Predictably the Premier did not succeed in her efforts to address the ANC marchers. Why she imagined that there was any prospect of her to do so is a mystery. Maybe she was trying to score an obscure debating point by showing them up. Last year a partly ANC audience booed her off the stage at Saldanha Bay, why she thought a wholly ANC protest gathering would behave any differently is difficult to divine. All efforts to persuade her to attend the meeting at the Civic Centre were summarily rebuffed and an opportunity for constructive engagement went a-begging, at least in part due to her absence.
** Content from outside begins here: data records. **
PR #793, opened 2021-03-25
Close connection in connect on next.Request error

artem-belov:
Fixes example:
If forwarder cannot setup mechanism, already opened connection should be closed

### DIFF
--- a/pkg/networkservice/common/connect/server.go
+++ b/pkg/networkservice/common/connect/server.go
@@ -116,7 +116,7 @@ func (s *connectServer) Request(ctx context.Context, request *networkservice.Net
 	conn, err = next.Server(ctx).Request(ctx, request)
 	// Close connection if next.Server Request finished with error
 	if err != nil && !refreshRequest {
-		_, cErr := c.client.Close(ctx, request.Connection.Clone())
+		_, cErr := s.Close(ctx, request.Connection.Clone())
 		if cErr != nil {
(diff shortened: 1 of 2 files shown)


artem-belov:
Related to #724

denis-tingaikin (approved):

denis-tingaikin:
@Bolodya1997 Could you also have a look?

Bolodya1997:
I am afraid that it wouldn't actually solve the problem with unclosed connection on a remote side:
```
... -> discover -> ... -> connect -> remote
```
1. remote returns an error, but there is an unclosed connection on remote
2. connect drops the corresponding client, because it was the first request to the remote URL and it has failed
3. discover tries to close connection
4. connect tells that there is no client and returns an error

As a result we still have a connection on a remote side.

artem-belov:
@Bolodya1997  You are presenting some different behaviour. That PR is fixing next issue:
1. Forwarder send request to the next path element (nsmgr). It successfuly done and client.Request returns connection
2. Forwarder is trying to configure mechanisms and failes. It just returns an error to previous steps and does not close already configured connection.
With the fix, if forwarder failed configuring mechanisms, it send `Close` to the client chain, so connection will be closed. Client chain will be deleted only if there is no more connections on it.
Discover server does not involve in the process totally.

Bolodya1997:
Oops, got something wrong with my eyes :)

Bolodya1997 (approved):

PR #795, opened 2021-03-29
Refactor chains/nsmgr to use Option pattern

### LINKED ISSUE #733: Refactor chains/nsmgr to use Option pattern
## Motivation

We can simplify using of our chains with
[Option pattern](https://github.com/tmrts/go-patterns/blob/master/idiom/functional-options.md)

See at an example: https://github.com/networkservicemesh/sdk/commit/9007c4530373d301993ecd8985a1c9abebe359b2

Moreover, this can super help us with minimization of manual changes of upstream repositories.

Entry point: https://github.com/networkservicemesh/sdk/blob/master/pkg/networkservice/chains/nsmgr/server.go

haiodo:
Fixes #733 
Refactor chains/nsmgr to use Option pattern

### DIFF
--- a/pkg/networkservice/chains/nsmgr/server.go
+++ b/pkg/networkservice/chains/nsmgr/server.go
@@ -23,6 +23,8 @@ import (
 	"context"
 	"time"
 
+	"github.com/google/uuid"
+
 	"google.golang.org/grpc"
 
 	"github.com/networkservicemesh/api/pkg/api/networkservice"
@@ -30,6 +32,7 @@ import (
 
 	"github.com/networkservicemesh/sdk/pkg/networkservice/chains/client"
 	"github.com/networkservicemesh/sdk/pkg/networkservice/chains/endpoint"
+	"github.com/networkservicemesh/sdk/pkg/networkservice/common/authorize"
 	"github.com/networkservicemesh/sdk/pkg/networkservice/common/connect"
 	"github.com/networkservicemesh/sdk/pkg/networkservice/common/discover"
 	"github.com/networkservicemesh/sdk/pkg/networkservice/common/excludedprefixes"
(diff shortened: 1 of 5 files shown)


pkg/networkservice/chains/nsmgr/server.go
```diff
@@ -69,20 +70,76 @@ type nsmgrServer struct {
...
+// WithName - set a nsmgr name, a default name is `Nsmgr`.
+func WithName(name string) Option {
+	return func(o *serverOptions) {
+		o.name = name
+	}
+}
+
+// WithURL - set a public URL address for NetworkServiceManager, it is used to access endpoints within this NSMgr from remote clients.
+// Default value is not set, and endpoints address will not be changed.
+func WithURL(url string) Option {
```
denis-tingaikin, line 117: URL should be required parameter.

pkg/networkservice/chains/nsmgr/server.go
```diff
@@ -69,20 +70,76 @@ type nsmgrServer struct {
...
-//           authzServer - authorization server chain element
 //           tokenGenerator - authorization token generator
-//           registryCC - client connection to reach the upstream registry, could be nil, in this case only in memory storage will be used.
-// 			 clientDialOptions -  a grpc.DialOption's to be passed to GRPC connections.
-func NewServer(ctx context.Context, nsmRegistration *registryapi.NetworkServiceEndpoint, authzServer networkservice.NetworkServiceServer, tokenGenerator token.GeneratorFunc, registryCC grpc.ClientConnInterface, clientDialOptions ...grpc.DialOption) Nsmgr {
+//			 options - a set of NSMGR options.
+func NewServer(ctx context.Context, tokenGenerator token.GeneratorFunc, options ...Option) Nsmgr {
+	opts := &serverOptions{
+		authorizeServer: authorize.NewServer(authorize.Any()),
+		name:            "Nsmgr",
```
denis-tingaikin, line 131:
```suggestion
		name:            "nsmgr-"+uuid.New().String(),
```

denis-tingaikin (changes requested):

pkg/networkservice/chains/nsmgr/server.go
haiodo: It is not required for Local -> Nsmgr -> local only cases and for cases if we doesn't use public Url for nsmgr.

denis-tingaikin: OK, currently we have not a test for this scenario actually. Let's then cover it :)

pkg/networkservice/chains/nsmgr/server.go
haiodo: Thanks.

pkg/networkservice/chains/nsmgr/server.go
haiodo: Added test with a Unix Socket nsmgr and empty Url.

denis-tingaikin:
Note: For some reason new test produces goleaks: https://github.com/networkservicemesh/sdk/pull/795/checks?check_run_id=2218240245

pkg/tools/sandbox/builder.go
```diff
@@ -269,20 +300,37 @@ func (b *Builder) newNSMgr(ctx context.Context, address string, registryURL *url
...
+	if b.useUnixSockets {
+		serveURL = grpcutils.TargetToURL(address)
+	} else {
+		listener, err := net.Listen("tcp", address)
+		b.require.NoError(err)
+		serveURL = grpcutils.AddressToURL(listener.Addr())
+		b.require.NoError(listener.Close())
+	}
+
+	nsmgrName := "nsmgr-" + uuid.New().String()
```
denis-tingaikin, line 314: let's use default value
```suggestion
```

pkg/tools/sandbox/builder.go
```diff
@@ -360,6 +409,16 @@ func (b *Builder) SetupRegistryClients(ctx context.Context, node *Node) {
...
 }
 
+// newAddress - will return a new public address, if unixSockets are used prefix will be used to make uniq files.
+func (b *Builder) newAddress(prefix string) string {
+	if !b.useUnixSockets {
+		return "127.0.0.1:0"
+	}
+
+	b.addressID++
+	return fmt.Sprintf("unix:%s/%s_%d.sock", b.sockPath, prefix, b.addressID)
```
denis-tingaikin, line 419: Can we use uuid instead of `b.addressID`?

haiodo: Sure :-) Fixed.

haiodo:
@denis-tingaikin Unix sockets with uuid id inside are not working, so I've revert a logic to use an index, and since index are inside random temporary folder it should be fully safe :-)

denis-tingaikin (approved):

PR #796, opened 2021-03-30
Fix breakage in heal due to sending incorrect Connection on Close

edwarnicke:


belov3004:
@edwarnicke The issue with cached connection in monitor is based on Client does not know that connection was changed by heal until first refresh request. So we have to change Close some way to put there correct connection. The other way is to inform Client on connection changes. For example we can make Long Poll refresh requests... Or some other way.

artem-belov:
@edwarnicke The issue with cached connection in monitor is based on Client does not know that connection was changed by heal until first refresh request. So we have to change Close some way to put there correct connection. The other way is to inform Client on connection changes. For example we can make Long Poll refresh requests... Or some other way.

haiodo:
@edwarnicke As I understand @artem-belov correctly, since we do not have a way to have latest connection, on some heals, in case endpoint is different, Close could go with a different way if it is not updated to latest one.

Where few variants possible, on client, before doing Close, we should be sure we had a latest connection object. 
This issue is created to cover this stuff: https://github.com/networkservicemesh/sdk/issues/797

Also @denis-tingaikin is looking into this issue right now, why it had problems without current PR, and possible root cause is serialize chain element is doing something wrong on Request and Close going on same time.

denis-tingaikin:
>Also @denis-tingaikin is looking into this issue right now, why it had problems without current PR, and possible root cause is serialize chain element is doing something wrong on Request and Close going on same time.

Potentially serialize doing things wrong due to caching connection in heal servers.

denis-tingaikin (approved):
I think we can go with this patch. It workarounds the issue at this moment.

Heal rework will be continued in https://github.com/networkservicemesh/sdk/issues/797

edwarnicke:
> @edwarnicke As I understand @artem-belov correctly, since we do not have a way to have latest connection, on some heals, in case endpoint is different, Close could go with a different way if it is not updated to latest one.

The meeting, unlike the unprepossessing protest march, was long in the planning with a great deal of energy and effort going into the orchestration of a situation in which a group previously given to illegal behaviour and angry confrontation was brought to the engagement process due to the interventions of religious leaders, concerned citizens and a groundswell of concern for those who find themselves endlessly in miserable informal settlements. In our city their living circumstances are hardly those expected of a city (or province, or state) that respects, protects, promotes and fulfils the human rights guaranteed to all in our constitutional democracy under the rule of law.
The rights relevant to the engagement so carefully prepared include, access to housing and sanitation, dignity, life, freedom from violence, bodily and psychological integrity, privacy, equality and the right not to be treated in a degrading way. The paramount nature of the interest of children was naturally also uppermost in the minds of those searching for constructive solutions to the problems of Cape Town’s informal settlers, 82% of whom live, whether they like it or not, on land that cannot be developed by the city for one reason or another. Some of these rights are subject to progressive realisation within available resources, some are non-derogable (dignity, life, equality, security and children’s rights) and all are subject to limitation only to an extent that is reasonable and justifiable in an open and democratic society. Cape Town sits on a humanitarian crisis time bomb with floods, fires and pestilence the lot of informally housed settlers.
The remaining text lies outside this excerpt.